Sports day isn’t hated because it’s sports, it’s the totally unnecessary public show of it.

All the races should be optional and there should be spelling bee or other events for the less sports inclined children.

My kids love it (they are pretty sporty) but if they hated it I’d be keeping them off school no question.

Puttinginthemiles · 08/05/2025 23:46

Theworldisinyourhands · 08/05/2025 14:45

That's life though. Some people are seemingly lucky. But surely sports day is not meant to show people up.
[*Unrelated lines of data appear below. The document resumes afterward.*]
PR #4671, opened 2025-03-17
fix: invalid loop bound when appending mipmap textures using oiiotool

bfraboni:
The following command fails for images with mip map levels due to a bug:
```
oiiotool mipmap_images.*.exr --siappendall -o all_images.exr
```

If the option `-a` is not appended to the command, mip levels higher than 0 should be ignored, instead it just segfault due to out of bound access; I just fixed the it in the PR cf. [my comment below](https://github.com/AcademySoftwareFoundation/OpenImageIO/pull/4671#discussion_r1999705885).

### DIFF
--- a/src/oiiotool/oiiotool.cpp
+++ b/src/oiiotool/oiiotool.cpp
@@ -2982,7 +2982,7 @@ action_subimage_append_n(Oiiotool& ot, int n, string_view command)
     for (int i = 0; i < n; ++i) {
         ImageRecRef A = images[i];
         for (int s = 0; s < A->subimages(); ++s, ++sub) {
-            for (int m = 0; m < A->miplevels(s); ++m) {
+            for (int m = 0; m < allmiplevels[s]; ++m) {
                 bool ok = (*R)(sub, m).copy((*A)(s, m));
                 if (!ok) {
                     ot.error(command, (*R)(sub, m).geterror());


src/oiiotool/oiiotool.cpp
```diff
@@ -2982,7 +2982,7 @@ action_subimage_append_n(Oiiotool& ot, int n, string_view command)
     for (int i = 0; i < n; ++i) {
         ImageRecRef A = images[i];
         for (int s = 0; s < A->subimages(); ++s, ++sub) {
-            for (int m = 0; m < A->miplevels(s); ++m) {
```
bfraboni, line 2985: The number of allocated miplevels for subimage `s` can differ from `A->miplevels(s)`, hence we have to use `allmiplevels[s]` instead:
https://github.com/AcademySoftwareFoundation/OpenImageIO/blob/415fe634ba1e37953c31cc507f0282b6f96ba046/src/oiiotool/oiiotool.cpp#L2970-L2971

src/oiiotool/oiiotool.cpp
```diff
@@ -2982,7 +2982,7 @@ action_subimage_append_n(Oiiotool& ot, int n, string_view command)
...
+            for (int m = 0; m < allmiplevels[s]; ++m) {
```
bfraboni, line 2985: The number of allocated miplevels for subimage `s` can differ from `A->miplevels(s)`, hence we have to use `allmiplevels[s]` instead:
https://github.com/AcademySoftwareFoundation/OpenImageIO/blob/415fe634ba1e37953c31cc507f0282b6f96ba046/src/oiiotool/oiiotool.cpp#L2970-L2971

lgritz (approved):
LGTM. Good catch!

PR #4672, opened 2025-03-19
feat: ImageBuf::merge_metadata and oiiotool --mergemeta

lgritz:
Clarify that IB::copy_metadata and oiiotool --pastemea fully replace all existing metadata with that of the other IB.

Add a new IB::merge_metadata() and oiiotool --mergemeta that merges in metadata from the other IB, preserving metadata in `this` that was not in the other IB.  Optionally, metadata that existed in both can be overridden.  Optionally, a subset of metadata to be merged can be selected via a regex.


ianianda:
I've reviewed this implementation of this --pastemeta and its optional features. The approach looks exactly what we need for production, and the code is clean.

kato87:
`185240`

PR #4918, opened 2025-10-03
CHANGES and other misc docs changes from the 3.1 release

lgritz:
Forward-porting some docs touch-ups that were part of the 3.1 release staging.


lgritz:
Merging because this is not code and just catches main up to things that are already in the 3.1 release.

PR #4920, opened 2025-10-03
fix(api): Restore definition of OIIO_NAMESPACE_USING macro

lgritz:
Version 3.1 removed this definition, thinking it was safe because we didn't use it anywhere, didn't document it, and what it expands to (`using namespace OIIO`) isn't any longer than the macro name, so is pointless to use.

But downstream projects did use it. Oops.

### DIFF
--- a/src/include/OpenImageIO/oiioversion.h.in
+++ b/src/include/OpenImageIO/oiioversion.h.in
@@ -144,6 +144,7 @@ namespace OIIO = @PROJ_NAMESPACE@;
 // Macros to declare things in the current version's inline namespace.
 #define OIIO_NAMESPACE_BEGIN namespace @PROJ_NAMESPACE@ { inline namespace @PROJ_VERSION_NAMESPACE@ {
 #define OIIO_NAMESPACE_END } }
+#define OIIO_NAMESPACE_USING using namespace OIIO;
 #define OIIO_CURRENT_NAMESPACE @PROJ_NAMESPACE@::@PROJ_VERSION_NAMESPACE@
 
 #include <OpenImageIO/nsversions.h>


lgritz:
The thing I know is broken as a result of this is Blender, but @jessey-git says just leave it as-is and he'll fix on his end.

I will leave this PR up in case anybody else runs across this problem and wants it fixed. But if after a week I don't hear back from anybody saying yes they need it, I will close without merging.

mattyjams:
Hi @lgritz!

I actually just stumbled across this myself trying to build OpenUSD against the recently released 3.1.6.1, as it seems there are two usages of `OIIO_NAMESPACE_USING` in the current dev branch:

https://github.com/PixarAnimationStudios/OpenUSD/blob/a7c0637241a4fedce0338337bd7c63746c3d06eb/pxr/imaging/plugin/hioOiio/metadata.cpp#L21
https://github.com/PixarAnimationStudios/OpenUSD/blob/a7c0637241a4fedce0338337bd7c63746c3d06eb/pxr/imaging/plugin/hioOiio/oiioImage.cpp#L36

I can propose a PR to OpenUSD to change those to just `using namespace OIIO;` if that sounds right to you?

jessey-git:
Lol... I just posted on slack about this and yes please open a PR else I will do so tomorrow.

mattyjams:
Sounds good, the OpenUSD PR is here:
https://github.com/PixarAnimationStudios/OpenUSD/pull/3839

Thank you both!

lgritz:
Oh dear, that's two package impacted. I'll merge this and put out a patch release. So sorry for botching this.

PR #4921, opened 2025-10-06
build(gif): Add GIF library auto-build

### LINKED ISSUE #4387: [FEATURE REQUEST] Add self-building abilities for more dependencies

vangeliq:
## Description
Fixes #4387 

Added build_GIF.cmake module for GIF library dependency management. Since GIFLIB does not provide a CMakeLists.txt, I created a custom one that gets added to the cloned repository.

The flow is similar to other libraries with cmake support, so I added a conditional statement in the build_dependency_with_cmake macro that, if a cmakelists.txt path is provided, will add/replace existing CMakeLists.txt files on the cloned repository.

## Tests
I checked that all jobs were successful on the CI. Small side note that some jobs, like `VFX2024 clang/C++17 py3.11 exr3.2 ocio2.3 / clang++ c++17 py3.11`, already have GIFlib with the correct minimum version installed so the jobs pass without build_GIF being run. 

## Checklist:

- [X]  I have updated the documentation, if applicable. (Check if there is no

It's meant to be a fun way to bring the school together and celebrate the students who are athletic not show up those who aren't. I can remember being crap at sports day. I was jokingly lifted up and carried to the end of the finish line by my teacher one time because I was taking so long in the sack race. Yeh it was embarrasing but nobody died. We shouldn't be showing kids up or bullying them but it's really unhelpful to the individual and society to teach them to avoid anything remotely uncomfortable either. It just breeds a fear/avoidance cycle rather than resilience

Humiliation never builds resilence. It builds fear.

Debtdolly · 09/05/2025 00:31

My son always struggled with sports day (ASD, and to be honest I think he found it all too much with the crowds of people etc) and rather than missing school the teachers would let him be a “helper” or just sit out and watch. Surprisingly in his Y6 sports day he actually chose to participate! Perhaps speak to teachers and see what they say.

DoRayMeMeMe · 09/05/2025 06:07

Puttinginthemiles · 08/05/2025 23:46

Humiliation never builds resilence. It builds fear.

Why is coming last a humiliation? Why is it something to be ashamed of?

Why do you believe that a person’s self worth is external to themselves and dependent on the performance of others? Is that really the message you want to give your children - “coming last is such a humiliation that we will run away from the possibility” almost certainly whilst making disparaging remarks about those who can take it in their stride.

Can you not see this is about your reaction - you think that people who come last in a race have made a humiliating show of themselves. Most other people just think they competed.

But back to the question- where’s the humiliation?

TheaBrandt1 · 09/05/2025 06:22

What a daft question. No one likes to be visibly crap at something. Especially not if you are 6.